*** Begin section ***

PR #687, opened 2022-07-26
Allow band indexing in RasterDataset

ashnair1:
`RasterDataset` by default loads all bands. This PR allows us to be more selective.

### DIFF
--- a/tests/datasets/test_geo.py
+++ b/tests/datasets/test_geo.py
@@ -156,20 +156,29 @@ class TestGeoDataset:
 
 
 class TestRasterDataset:
-    @pytest.fixture(params=[True, False])
+    @pytest.fixture(params=zip([True, False], [["R", "G", "B"], None]))
     def naip(self, request: SubRequest) -> NAIP:
         root = os.path.join("tests", "data", "naip")
+        bands = request.param[1]
         crs = CRS.from_epsg(3005)
         transforms = nn.Identity()
-        cache = request.param
-        return NAIP(root, crs=crs, transforms=transforms, cache=cache)
+        cache = request.param[0]
+        return NAIP(root, crs=crs, bands=bands, transforms=transforms, cache=cache)
 
-    @pytest.fixture(params=[True, False])
+    @pytest.fixture(
+        params=zip(
+            [True, False],
+            [
+                ["B04", "B03", "B02"],
+                ["B01", "B02", "B03", "B04", "B05", "B06", "B07", "B08", "B09", "B11"],
+            ],
+        )
+    )
     def sentinel(self, request: SubRequest) -> Sentinel2:
         root = os.path.join("tests", "data", "sentinel2")
-        bands = ["B01", "B02", "B03", "B04", "B05", "B06", "B07", "B08", "B09", "B11"]
+        bands = request.param[1]
         transforms = nn.Identity()
-        cache = request.param
+        cache = request.param[0]
         return Sentinel2(root, bands=bands, transforms=transforms, cache=cache)
 
     @pytest.fixture()
--- a/tests/datasets/test_geo.py
+++ b/tests/datasets/test_geo.py
@@ -160,29 +160,29 @@ class TestGeoDataset:
 
 
 class TestRasterDataset:
-    @pytest.fixture(params=zip([True, False], [["R", "G", "B"], None]))
+    @pytest.fixture(params=zip([["R", "G", "B"], None], [True, False]))
     def naip(self, request: SubRequest) -> NAIP:
         root = os.path.join("tests", "data", "naip")
-        bands = request.param[1]
+        bands = request.param[0]
         crs = CRS.from_epsg(3005)
         transforms = nn.Identity()
-        cache = request.param[0]
+        cache = request.param[1]
         return NAIP(root, crs=crs, bands=bands, transforms=transforms, cache=cache)
 
     @pytest.fixture(
         params=zip(
-            [True, False],
             [
                 ["B04", "B03", "B02"],
                 ["B01", "B02", "B03", "B04", "B05", "B06", "B07", "B08", "B09", "B11"],
             ],
+            [True, False],
         )
     )
     def sentinel(self, request: SubRequest) -> Sentinel2:
         root = os.path.join("tests", "data", "sentinel2")
-        bands = request.param[1]
+        bands = request.param[0]
         transforms = nn.Identity()
-        cache = request.param[0]
+        cache = request.param[1]
         return Sentinel2(root, bands=bands, transforms=transforms, cache=cache)
 
     @pytest.fixture()
@@ -195,12 +195,14 @@ class TestRasterDataset:
         assert isinstance(x, dict)
         assert isinstance(x["crs"], CRS)
         assert isinstance(x["image"], torch.Tensor)
+        assert len(naip.bands) == x["image"].shape[0]
 
     def test_getitem_separate_files(self, sentinel: Sentinel2) -> None:
         x = sentinel[sentinel.bounds]
         assert isinstance(x, dict)
         assert isinstance(x["crs"], CRS)
         assert isinstance(x["image"], torch.Tensor)
+        assert len(sentinel.bands) == x["image"].shape[0]
 
     def test_getitem_uint_dtype(self, custom_dtype_ds: RasterDataset) -> None:
         x = custom_dtype_ds[custom_dtype_ds.bounds]
@@ -220,7 +222,11 @@ class TestRasterDataset:
             RasterDataset(str(tmp_path))
 
     def test_no_allbands(self) -> None:
-        with pytest.raises(AssertionError, match="all_bands must be specified"):
+        msg = (
+            "CustomSentinelDataset is missing an `all_bands` attribute,"
+            " so `bands` cannot be specified."
+        )
+        with pytest.raises(AssertionError, match=msg):
             root = os.path.join("tests", "data", "sentinel2")
             bands = ["B04", "B03", "B02"]
             transforms = nn.Identity()
--- a/tests/datasets/test_geo.py
+++ b/tests/datasets/test_geo.py
@@ -222,15 +222,16 @@ class TestRasterDataset:
             RasterDataset(str(tmp_path))
 
     def test_no_allbands(self) -> None:
+        root = os.path.join("tests", "data", "sentinel2")
+        bands = ["B04", "B03", "B02"]
+        transforms = nn.Identity()
+        cache = True
         msg = (
             "CustomSentinelDataset is missing an `all_bands` attribute,"
             " so `bands` cannot be specified."
         )
+
         with pytest.raises(AssertionError, match=msg):
-            root = os.path.join("tests", "data", "sentinel2")
-            bands = ["B04", "B03", "B02"]
-            transforms = nn.Identity()
-            cache = True
             CustomSentinelDataset(root, bands=bands, transforms=transforms, cache=cache)
 
 
--- a/tests/datasets/test_geo.py
+++ b/tests/datasets/test_geo.py
@@ -4,7 +4,7 @@
 import os
 import pickle
 from pathlib import Path
-from typing import Dict
+from typing import Dict, List
 
 import pytest
 import torch
@@ -47,6 +47,10 @@ class CustomGeoDataset(GeoDataset):
 
 class CustomVectorDataset(VectorDataset):
     filename_glob = "*.geojson"
+
+
+class CustomSentinelDataset(Sentinel2):
+    all_bands: List[str] = []
 
 
 class CustomNonGeoDataset(NonGeoDataset):
@@ -214,6 +218,14 @@ class TestRasterDataset:
     def test_no_data(self, tmp_path: Path) -> None:
         with pytest.raises(FileNotFoundError, match="No RasterDataset data was found"):
             RasterDataset(str(tmp_path))
+
+    def test_no_allbands(self) -> None:
+        with pytest.raises(AssertionError, match="all_bands must be specified"):
+            root = os.path.join("tests", "data", "sentinel2")
+            bands = ["B04", "B03", "B02"]
+            transforms = nn.Identity()
+            cache = True
+            CustomSentinelDataset(root, bands=bands, transforms=transforms, cache=cache)
 
 
 class TestVectorDataset:
--- a/torchgeo/datasets/agb_live_woody_density.py
+++ b/torchgeo/datasets/agb_live_woody_density.py
@@ -6,7 +6,7 @@
 import glob
 import json
 import os
-from typing import Any, Callable, Dict, Optional, Sequence
+from typing import Any, Callable, Dict, Optional
 
 import matplotlib.pyplot as plt
 from rasterio.crs import CRS
@@ -83,11 +83,10 @@ class AbovegroundLiveWoodyBiomassDensity(RasterDataset):
         """
         self.root = root
         self.download = download
-        bands: Sequence[str] = []
 
         self._verify()
 
-        super().__init__(root, crs, res, bands, transforms, cache)
+        super().__init__(root, crs, res, transforms=transforms, cache=cache)
 
     def _verify(self) -> None:
         """Verify the integrity of the dataset.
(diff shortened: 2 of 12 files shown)


adamjstewart (changes requested):
There is already a `self.bands` attribute for this. Right now, it's only used when `self.separate_files`, but we should be able to reuse this for the purpose you're using it for here. The only problem is that `self.bands` is the string names, not the integer indices. Maybe we can translate from one to the other using `self.all_bands`?

ashnair1:
I did notice those attributes and don't think they can be reused.

`bands`, `all_bands` and `rgb_bands` are a list of band filenames when bands are stored separately.  Suppose I have a directory of 8 band geotiffs and I want to create a `RasterDataset` only using bands 2, 3 and 4. How could I do that? There are no band names to go off of.

Conceptually I see it as two different things. The current `bands`/`all_bands` attribute helps in assembling a multi band tensor from disparate band files. The `band_indexes` attribute I'm proposing is to provide users a provision to select the bands they require from the assembled multi band tensor.

adamjstewart:
I think it's possible to reuse these. There's no reason that `bands`/`all_bands`/`rgb_bands` should only apply to `separate_files = True`, we also use them in datasets like `NAIP` where `separate_files = False`. If we enforce that the bands in `all_bands` are in the same order as the actual band indices in a single file, then we can 1) check to make sure that `bands` are real bands listed in `all_bands`, and 2) use the ordering of `all_bands` to compute `band_indices` from `bands`. The only thing that would need to change is to add a `bands` parameter to the affected datasets. I actually think it would be worth adding this directly to `RasterDataset` since most of our datasets are multi-band and the ones that aren't can just define a single band.

ashnair1:
I think I understand. Do you mean something like this in the `__init__` method?

```
if self.all_bands and self.bands:
    band_indexes =  [self.all_bands.index(i) + 1 for i in self.bands]
    assert len(band_indexes) == len(self.bands)
else:
    band_indexes = None

self.band_indexes = band_indexes
```

adamjstewart:
Yes, something like that would be half of it. The other half is users need a way of specifying this when they instantiate a dataset (`bands` parameter). Some datasets have this, others don't. I think it's worth adding this to `RasterDataset`, then we can actually get rid of the `__init__` in some subclasses.

ashnair1:
So we have a `bands` parameter that determines our bands of interest and `all_bands` which are all the bands in the dataset.

If we go back to my previous example of creating a `RasterDataset` from a directory of 8 band tiffs using only bands 2, 3, and 4 it should look like this right?


```
class Raster8BandFolder(RasterDataset):

all_bands = [f"B{i}" for i in range(1,9)]

def __init__(
        self,
        root: str = "data",
        crs: Optional[CRS] = None,
        res: Optional[float] = None,
        bands: Sequence[str] = [],
        transforms: Optional[Callable[[Dict[str, Any]], Dict[str, Any]]] = None,
        cache: bool = True,
    ) -> None:

    super().__init__(root, crs, res, bands, transforms, cache)


raster8 = Raster8BandFolder(root="/path/to/folder", bands=["B2", "B3", "B4"])
```

ashnair1:
Modification to `RasterDataset`

```diff
class RasterDataset(GeoDataset):
    """Abstract base class for :class:`GeoDataset` stored as raster files."""

    #: Glob expression used to search for files.
    #:
    #: This expression should be specific enough that it will not pick up files from
    #: other datasets. It should not include a file extension, as the dataset may be in
    #: a different file format than what it was originally downloaded as.
    filename_glob = "*"

    #: Regular expression used to extract date from filename.
    #:
    #: The expression should use named groups. The expression may contain any number of
    #: groups. The following groups are specifically searched for by the base class:
    #:
    #: * ``date``: used to calculate ``mint`` and ``maxt`` for ``index`` insertion
    #:
    #: When :attr:`separate_files`` is True, the following additional groups are
    #: searched for to find other files:
    #:
    #: * ``band``: replaced with requested band name
    #: * ``resolution``: replaced with a glob character
    filename_regex = ".*"

    #: Date format string used to parse date from filename.
    #:
    #: Not used if :attr:`filename_regex` does not contain a ``date`` group.
    date_format = "%Y%m%d"

    #: True if dataset contains imagery, False if dataset contains mask
    is_image = True

    #: True if data is stored in a separate file for each band, else False.
    separate_files = False

    #: Names of all available bands in the dataset
    all_bands: List[str] = []

    #: Names of RGB bands in the dataset, used for plotting
    rgb_bands: List[str] = []

    #: Color map for the dataset, used for plotting
    cmap: Dict[int, Tuple[int, int, int, int]] = {}

    def __init__(
        self,
        root: str,
        crs: Optional[CRS] = None,
        res: Optional[float] = None,
+       bands: List[str] = [],
        transforms: Optional[Callable[[Dict[str, Any]], Dict[str, Any]]] = None,
        cache: bool = True,
    ) -> None:
        """Initialize a new Dataset instance.

        Args:
            root: root directory where dataset can be found
            crs: :term:`coordinate reference system (CRS)` to warp to
                (defaults to the CRS of the first file found)
            res: resolution of the dataset in units of CRS
                (defaults to the resolution of the first file found)
+           bands: list of band names to be used
            transforms: a function/transform that takes an input sample
                and returns a transformed version
            cache: if True, cache file handle to speed up repeated sampling

        Raises:
            FileNotFoundError: if no files are found in ``root``
        """
        super().__init__(transforms)

        self.root = root
        self.cache = cache

        # Populate the dataset index
        i = 0
        pathname = os.path.join(root, "**", self.filename_glob)
        filename_regex = re.compile(self.filename_regex, re.VERBOSE)
        for filepath in glob.iglob(pathname, recursive=True):
            match = re.match(filename_regex, os.path.basename(filepath))
            if match is not None:
                try:
                    with rasterio.open(filepath) as src:
                        # See if file has a color map
                        if len(self.cmap) == 0:
                            try:
                                self.cmap = src.colormap(1)
                            except ValueError:
                                pass

                        if crs is None:
                            crs = src.crs
                        if res is None:
                            res = src.res[0]

                        with WarpedVRT(src, crs=crs) as vrt:
                            minx, miny, maxx, maxy = vrt.bounds
                except rasterio.errors.RasterioIOError:
                    # Skip files that rasterio is unable to read
                    continue
                else:
                    mint: float = 0
                    maxt: float = sys.maxsize
                    if "date" in match.groupdict():
                        date = match.group("date")
                        mint, maxt = disambiguate_timestamp(date, self.date_format)

                    coords = (minx, maxx, miny, maxy, mint, maxt)
                    self.index.insert(i, coords, filepath)
                    i += 1

        if i == 0:
            raise FileNotFoundError(
                f"No {self.__class__.__name__} data was found in '{root}'"
            )

+        if not self.all_bands:
+            band_indexes = None
+        else:
+            if self.bands:
+                band_indexes = [self.all_bands.index(i) + 1 for i in self.bands]
+               assert len(band_indexes) == len(self.bands)
+            else:
+                band_indexes = None
+
+            if self.rgb_bands:
+                rgb_band_indexes = [self.all_bands.index(i) + 1 for i in self.rgb_bands]
+                assert len(rgb_band_indexes) == len(self.rgb_bands)
+
+       self.band_indexes = band_indexes
        self._crs = cast(CRS, crs)
        self.res = cast(float, res)
```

*** End section ***

* Exercise directions
Check each line above for the word "match" and copy every line that has it.

* Finished exercise
-        with pytest.raises(AssertionError, match="all_bands must be specified"):
+        with pytest.raises(AssertionError, match=msg):
         with pytest.raises(AssertionError, match=msg):
         with pytest.raises(FileNotFoundError, match="No RasterDataset data was found"):
+        with pytest.raises(AssertionError, match="all_bands must be specified"):
            match = re.match(filename_regex, os.path.basename(filepath))
            if match is not None:
                    if "date" in match.groupdict():
                        date = match.group("date")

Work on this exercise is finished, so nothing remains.